Diverso il cammino critico percorso sulla strada letteraria da F. Montanari, che collega alla raffigurazione di F. la giovanile canzone Lo doloroso amor, nella quale D. assolutizza il sentimento amoroso, esaltato con paradossale " rivalsa " contro la morte e l'Inferno oltre ogni rapporto razionale. Questa concezione dell'onnipotenza trionfante di amore, filtrando attraverso la Vita Nuova, è incarnata nella situazione di F., la quale nella sua sfida lanciata all'Inferno tutto rivive " il disperato estremismo della canzone giovanile di Dante ". Ma egli non si limita con altra maturità a rappresentare la logica interna del peccatore, di colui cioè che assume a divinità un dato umano: riesce anche a raffigurare, attraverso l'assolutizzazione di un sentimento, " con tutto l'abissale mistero che le è proprio la realtà teologica del peccato non come puro errore di calcolo, ma come mysterium iniquitatis ". Il personaggio ardente e passionale di F. è dunque " la teologica rappresentazione di un assurdo, cioè del disamore con il quale la creatura risponde all'amore di chi l'ha creata, utilizzando per vie errate le forze largite da Dio ".

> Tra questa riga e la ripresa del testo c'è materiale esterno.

PR #146, opened 2018-08-28
fix(typings): introduce specific types instead of 'any'

kuzhelov:
Small set of changes that introduce specific types to props that initially were of `any` type.

### DIFF
--- a/src/components/Chat/Chat.tsx
+++ b/src/components/Chat/Chat.tsx
@@ -5,13 +5,13 @@ import * as React from 'react'
 import { childrenExist, customPropTypes, UIComponent } from '../../lib'
 import ChatMessage from './ChatMessage'
 import { ComponentVariablesInput, IComponentPartStylesInput } from '../../../types/theme'
-import { Extendable, ReactChildren } from '../../../types/utils'
+import { Extendable, ReactChildren, ItemShorthand } from '../../../types/utils'
 
 export interface IChatProps {
   as?: any
   className?: string
   children?: ReactChildren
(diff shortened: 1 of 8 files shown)


src/components/Chat/Chat.tsx
```diff
@@ -5,13 +5,13 @@ import * as React from 'react'
...
 import { ComponentVariablesInput, IComponentPartStylesInput } from '../../../types/theme'
-import { Extendable, ReactChildren } from '../../../types/utils'
+import { Extendable, ReactChildren, ItemShorthand } from '../../../types/utils'
 
 export interface IChatProps {
   as?: any
   className?: string
   children?: ReactChildren
-  messages?: any[]
+  messages?: ItemShorthand[]
```
layershifter, line 14: Can we transform `ItemShorthand` to a generic type?

`ItemShorthand => ItemShorthand<IChatMessageProps>`
`ItemShorthand[] => CollectionShorthand<IChatMessageProps>`

kuzhelov: absolutely agree that this is rather a good move - although it doesn't add much in terms of type checking (due to React.ReactNode is very permissive), it adds on the side of expressivity. However, would rather like to introduce this move later, as, for example, for Accordion component it would require some additional thought: whether generic one should be used for content (and in that case we will end up with two types instead of one - adds complexity), use `Shorthand<any>`, anything else. Let me, please, defer solution for this problem - as it seems that type checks are strict enough even now

levithomason (approved):

PR #147, opened 2018-08-28
feat(Image): add props interface

kuzhelov:
This PR introduces props interface for the Image component, as part of #117

### DIFF
--- a/src/components/Image/Image.tsx
+++ b/src/components/Image/Image.tsx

Le nuove tendenze critiche, nonostante le resistenze della tradizione antica o recente, che ripresentano ammodernate le tesi foscoliane (G. Del Vecchio), desanctisiane (N. Veltri, F. Politi), barbiane (B. Curato, C. Jannaco), riecheggiano in esasperazioni variantistiche di varia natura: così, ad esempio, A. Henry esamina il linguaggio e lo stile del colloquio D.-F. come una partitura musicale suggestiva per varietà ritmico-tematica, e R. Dragonetti ritaglia l'episodio come la prima puntata di una polemica dantesca non solo contro l'errore dottrinario dell'amore cortese ma anche nei riguardi del linguaggio amoroso stilnovistico, cioè della Vita Nuova, sconfessato da Francesca.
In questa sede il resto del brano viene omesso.